PR #4734, opened 2020-06-07
Tune file checking

arvidn:
various fixes and tuning of disk I/O


arvidn:
issues uncovered and results from running these experiments: https://github.com/arvidn/libtorrent/wiki/disk-I-O-settings-for-checking-files

Feedback welcome!

FranciscoPombal:
@arvidn 

> issues uncovered and results from running these experiments: https://github.com/arvidn/libtorrent/wiki/disk-I-O-settings-for-checking-files

Summary:

1. The following make no difference in any case:
    - Checking memory usage > 256
    - `madvise(MADV_SEQUENTIAL)`
    - number of disk I/O threads, beyond the effective minimum tested of 3.
2. Perhaps unsurprisingly, NVMe (and probably SATA as well) SSD performance scales "indefinitely" w.r.t. the number of hashing threads, presumably up to their own bandwidth limit, their IOPS limit, or CPU bottleneck, whichever comes first (most likely the CPU bottleneck).
3. HDD performance falls of a cliff with > 2 hashing threads

It would be interesting to find _why_ HDD performance gets killed like that at > 2 hashing threads, and not, say, at > 3 or > 4. But other than that, IMO these results strongly strengthen the case for separating the configuration for `(number of hashing threads, number of disk I/O threads)`.
With the current configuration method, the disparity between the ideal value for each setup is far too great to settle on a "sane default", in a world which hasn't fully moved away from HDDs, and will not do so anytime soon.

For example, for each N:4, N:3, N:2 case, the ideal max value for HDD (meaning `8` for N:4, for example), leaves ~80% (!) relative potential performance on the table for SSDs (comparing to `aio_threads` set to `64`, there is probably even more headroom still). On the other hand, using more than 2 hashing threads to benefit SDDs leaves ~60% of HDDs relative potential performance on the table.

In fact, since many systems actually use both SSDs and HDDs, do you think there is any way to go a bit further and have libtorrent use some kind of hint from the system to know how many threads to use for each storage device, depending on their type? For instance, if I am downloading 10 torrents, 8 to my SSD and 2 to my HDD, I would want libtorrent to use at most 2 hashing threads for the stuff going to the HDD, and the rest for the SSD.

arvidn:
> It would be interesting to find why HDD performance gets killed like that at > 2 hashing threads, and not, say, at > 3 or > 4.

Yes. I tried to dig into this a bit with `perf`, but I couldn't get good stack traces not any samples from kernel page fault handlers (where I suspect it all happens). I would probably have to spend some more time to get good data out of perf.

I suspect too many threads causes the read pattern to not be perfectly sequential (but just *mostly* sequential) which makes the kernel to disable read-ahead (despite using `MADV_SEQUENTIAL`). This is partly why I left the `MADV_SEQUENTIAL` patch in, since it didn't seem to make things worse, but there's a chance it might make things better in the future. Or if there's some kernel tunable to make `MADV_SEQUENTIAL` a "stronger" hint.

>  But other than that, IMO these results strongly strengthen the case for separating the configuration for (number of hashing threads, number of disk I/O threads).

I agree. It's still a bit of a cop-out, since most people probably won't touch such setting, so performance will be sub-optimal in the majority of cases. However, it's not feasible to solve this before the 2.0 release anyway. (by "solve", I mean make it perform optimally for both SSD and HDD cases).

FranciscoPombal:
@arvidn 

> I suspect too many threads causes the read pattern to not be perfectly sequential (but just mostly sequential) which makes the kernel to disable read-ahead

Yes. Though one has to wonder: does the read pattern _only_ stops being "perfectly sequential" from 2 -> 3 threads, or is it the case that it is already not "perfectly sequential" with 2 threads, but it's too small of an impact to be noticed? It could be the case that the impact is absorbed by the drive's small onboard cache.

> I agree. It's still a bit of a cop-out, since most people probably won't touch such setting, so performance will be sub-optimal in the majority of cases. However, it's not feasible to solve this before the 2.0 release anyway. (by "solve", I mean make it perform optimally for both SSD and HDD cases).

Yes, fully solving the issue (by your definition of "solving it", which I think is fine) will take time, and decoupling the tunables is only a part of the full fix. But I think it is a good starting point, from the perspective of a client application it is rather non-intuitive to have such an important parameter as the number of hasher threads configured indirectly and dependent on another tunable.

> The simplest (and most realistic) hint I can think of would be to say, serialize all hash jobs for this torrent. If the hashin is disk-bound, read-ahead should take care of hiding all the CPU cost of hashing anyway, and a single thread might be good enough.

> I don't think this is in scope for 2.0, but maybe 2.1. Can you think of a good mechanism to detect whether this should be enabled or not for a torrent?

To be honest, this is not my comfort zone (I had to go look up `madvise` earlier). But on Linux, for example, is it not possible to query `/sys/block/sdX/queue/rotational` to distinguish the type of storage medium? The hasher threads could be distributed accordingly. Assuming of course it is possible to establish the correspondence between each write job and the device they are writing to.

arvidn:
> Yes. Though one has to wonder: does the read pattern only stops being "perfectly sequential" from 2 -> 3 threads, or is it the case that it is already not "perfectly sequential" with 2 threads, but it's too small of an impact to be noticed? It could be the case that the impact is absorbed by the drive's small onboard cache.

my suspicion is that the read-ahead is triggered by "perfect" sequential reads, because it's simple and predictable. and presumably the common case is single-threaded reads, which would get you perfect back-to-back reads. It's probably a coincidence that me using two threads becomes perfect back-to-back requests the vast majority of times.

In my experiment there definitely seems to be a "cliff" or a step from 2 -> 3 hasher threads, which I imagine is because of read-ahead getting disabled. The completion time basically doubles.

arvidn:
@FranciscoPombal I replaced the commit that changed the hasher-thread ratio with one that separates the settings. does this look reasonable?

→ **DESCRIPTION OF THE TASK**
Which lines above hold the word "onboard"? Copy each of them.

→ **COMPLETED TASK**
Yes. Though one has to wonder: does the read pattern _only_ stops being "perfectly sequential" from 2 -> 3 threads, or is it the case that it is already not "perfectly sequential" with 2 threads, but it's too small of an impact to be noticed? It could be the case that the impact is absorbed by the drive's small onboard cache.
> Yes. Though one has to wonder: does the read pattern only stops being "perfectly sequential" from 2 -> 3 threads, or is it the case that it is already not "perfectly sequential" with 2 threads, but it's too small of an impact to be noticed? It could be the case that the impact is absorbed by the drive's small onboard cache.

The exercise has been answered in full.